Return the records, each one exactly as written.

[Start of Attachment]

PR #536, opened 2022-05-26
Update Sidebar "From" destinations Select

### LINKED ISSUE #525: Sidebar "from" destination should update on change

rachelekm:
## Overview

[End of Attachment]

# Answer:
PR #536, opened 2022-05-26
Update Sidebar "From" destinations Select

### LINKED ISSUE #525: Sidebar "from" destination should update on change

rachelekm:
## Overview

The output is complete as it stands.